(An shorter version of this review was published in Earth Island Journal in the Spring of 2014)
COUNTDOWN: Our last, best hope for a future on Earth?
Little Brown, 2013, 513 pages
During his recent book tour, writer Alan Weisman told me that Paul Ehrlich, he of The Population Bomb, said that “Countdown is the best book on population written in decades.” It’s a nice line, and a considered judgment (see Ehrlich’s own review), and I have no reason to dispute it. Countdown is a good book and a fine read. It crosses dangerous ground, and while it stumbles, it does not fall. If it’s read closely and fairly — a big if these days — it will be helpful.

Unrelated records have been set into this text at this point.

PR #1729, opened 2025-01-24
Do not show table cell editor immediately when click on unselected cell

tmandys:
# Description
When selecting row/cell in a JTable object, Parts, Packages, Jobs, .... then first click on any cell beyond current column opens cell editor or makes checkbox action. It is potentially dangerous because majority of clicks are for row selection. Especially at Job tab to select particular part where unless clicked on a "safe" cell then typically opens combobox list where can be made unintended change. Now the editor opens when cell is selected.

# Justification
General usability improvement

# Instructions for Use
Open e.g. Parts tab, click on a Package cell. Only row/cell is selected. Next click will open combobox list

# Implementation Details
1. How did you test the change? manually in GUI
2. Did you follow the ? yes
3. no
4. yes

### DIFF
--- a/src/main/java/org/openpnp/gui/components/AutoSelectTextTable.java
+++ b/src/main/java/org/openpnp/gui/components/AutoSelectTextTable.java
@@ -22,6 +22,7 @@ import javax.swing.SortOrder;
 import javax.swing.SwingUtilities;
 import javax.swing.table.DefaultTableModel;
 import javax.swing.table.TableColumnModel;
+import javax.swing.table.TableCellEditor;
 import javax.swing.table.TableModel;
 import javax.swing.text.JTextComponent;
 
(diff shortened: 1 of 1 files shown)


janm012012:
Hi @tmandys!

Many thanks for this PR! I think its a need feature. However, I'm not sure everyone will be happy with the modification, especially not if eg. multiple parts on the jobs placements panel need to be disabled. If we need to click twice now, I'm afraid it might cause rejection. I'd suggest to provide a configuration option to disable this behaviour, maybe in the View menu in a new "Option" entry.

In addition, I'm a big fan of an enabled button that needs to be toggled to allow editing (at least for the placements of a job). If switching tabs if may (but must not) go back into disabled state. This would remove the hassle of accidentally changing eg. parts...

Jan

tobydickenson:
@tmandys current implementation means that a **double-click** will toggle the "enabled" checkbox, or cause the placement part selector to drop down. That is easy enough for bulk edits, and solves the real problem of accidental data changes.

I would be happy to merge it to test (for the subsequent release) as it is, on the understanding that we might need to fix and subtle gui issues discovered during testing.

tmandys:
Note: it is not doubleclick but the first click selects cell and when selected then next click opens in-cell editor. So main reason was safely split row selection and editor request (or even checkbox change)

tobydickenson:
I propose merging this into 2.3 test branch. And, when we get to a beta release and put out a wider call for testing, we ask for feedback on the annoyance/safety balance of this UI change. @janm012012 thoughts?

PR #1730, opened 2025-01-24
New job order to allow use original placement list, i.e.one can defin…

tmandys:
# Description
Job processor sorts components by a key for placement. It bring uncertainity what is real order. User can define own placement order and use "sequence" options. Order will consider the same criteria (unplaced, enabled parts, nozzle strategy, ...)

# Justification
General usability improvment

# Instructions for Use
Select job order "sequence", define exact placement order xml definition and execute job

# Implementation Details
1. How did you test the change? manually
2. yes
3. there is new enumeration in xml
4. yes


janm012012:
Hi tmandys!

This feature is now available after merging PR #1658. However, it leaks usability because there is no way to see the current order or provide a custom order. As you already did a few nice updates to the UI, would you mind adding that? IMHO a new column showing the order would be required plus maybe a drag-drop feature or up/down buttons like on the profile actuators wizard to reorder placements.

Otherwise I'd suggest to close this PR.

Thank you again for your contributions!

Jan

tmandys:
Yes, I plan to implement general sortable table grid class. Handy not only for job.

Issue #1735, opened 2025-01-26
The dismiss button does not work for I&S "Unconventional Z Axis" warning


tobydickenson:
The dismiss button has no effect. It should have the effect of dismissing this warning.

I plan to investigate early next week.

tobydickenson:
Reported by jbussmann

https://groups.google.com/g/openpnp/c/edgNiukDUp4/m/1gyheAOUAgAJ

tobydickenson:
fixed by #1736

PR #1736, opened 2025-01-27
this warning should be a PlainIssue

tobydickenson:
# Description

This fixes issue #1735. A bug where the "unconventional Z axis" I&S warning could not be dismissed.

The bug was introduced in my PR #1682. In that PR markmaker suggested I make this warning message its own Solution, and pointed out some code to copy. But I copied too much of the surrounding code.

The fix mostly involves deleting code. Changing the class to `PlainIssue` makes this a warning that can be dismissed, rather than an issue with code that implements its own status changes.

# Justification
I propose including this bug fix in the imminent release. Issue #1735 turns this warning into a hard error, which is problematic for users affected by this situation. We want to warn them that their approach is unconventional, but not block them from continuing.

It would be good for the user who found this bug to confirm he is satisfied using a daily build

# Instructions for Use
n/a.

# Implementation Details
   * tested on my machine with my normal configuration - the warning is not shown
   * I set a limited safe z zone, which is indicative of the unconventional z axis configuration. The warning was shown
   * Pressing the "dismiss" button changes the I&S 

### DIFF
--- a/src/main/java/org/openpnp/machine/reference/solutions/KinematicSolutions.java
+++ b/src/main/java/org/openpnp/machine/reference/solutions/KinematicSolutions.java
@@ -207,21 +207,14 @@ public class KinematicSolutions implements Solutions.Subject {
                                     else {
                                         if (bothSafeZoneHighAndLowEnabled
                                             && hm.getSafeZ().convertToUnits(LengthUnit.Millimeters).getValue() > 2.0) {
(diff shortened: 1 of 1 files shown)


jbussmann:
I cant test with the real machine right now, however using the NullDriver instead, it works for me as expected. Thanks a lot for your efforts.

tobydickenson:
Thank you for testing.

PR #1737, opened 2025-01-29
Create an Issue if no camera device has been selected

janm012012:
# Description
With this PR new issues are created in the Connect milestone if the camera device has not been selected yet.

# Justification
At present the connection to the controller is enforced only allowing to continue without a camera device selected. For symmetry reasons, camera devices shall be selected as well.

# Implementation Details
1. How did you test the change? Be descriptive. Untested code will not be accepted. **using fresh setup**


janm012012:
Hi @tobydickenson!

Would you please take a look and help me enhance the text. I think the issues shall be present, but my descriptions are not very good yet... Thank You!

Jan

tonyluken:
I tried this. I'd change the issue to "Camera not connected to OpenPnP" and the solution to "On the camera's Device Settings tab select the correct Device and Format. Then click on the Capture FPS Test button. An image from the camera should appear in the camera's view pane."

Both strings should also be externalized and retrieved using the Translations.getString() method.

janm012012:
Many thanks, Tony!

I've applied your suggestions.

While testing them, I thought it would be nice to provide a button that gets the user to the camera's Device Settings tab. Do we have such a facility to reuse?

Jan

tonyluken:
That would be nice, but I don't know if such a facility already exists. I think there would be several other places that would be useful as well.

Before I go any further, a disclaimer: I’ve known Weisman for some time, and count him a friend. But Countdown is a population book, and I hate Malthusianism. They’re not the same thing, of course, but I still hesitated before reviewing it.
First up, what’s this “Malthusianism,” and why is it hateful? Well, Malthusianism is a specifically biological kind of reductionism, one that buttresses right-wing pessimism and policy conclusions, and one that not at all incidentally pushes social justice off the political agenda. It does this by telling a tale in which we humans are simply animals, and are fated by our natures to fill our niche to overflowing. But this just isn’t true. We’re animals, sure, but we live in history as well as nature, and as Marx pointed out long ago, we make our own history, or at least we try to. It’s never been easy, and it only gets harder when we pretend that exponential breeding is the fundamental reason that things are getting away from us.
Is Weisman, then, a Malthusian? No, he is not. He gets close, but he doesn’t drink the cool aid.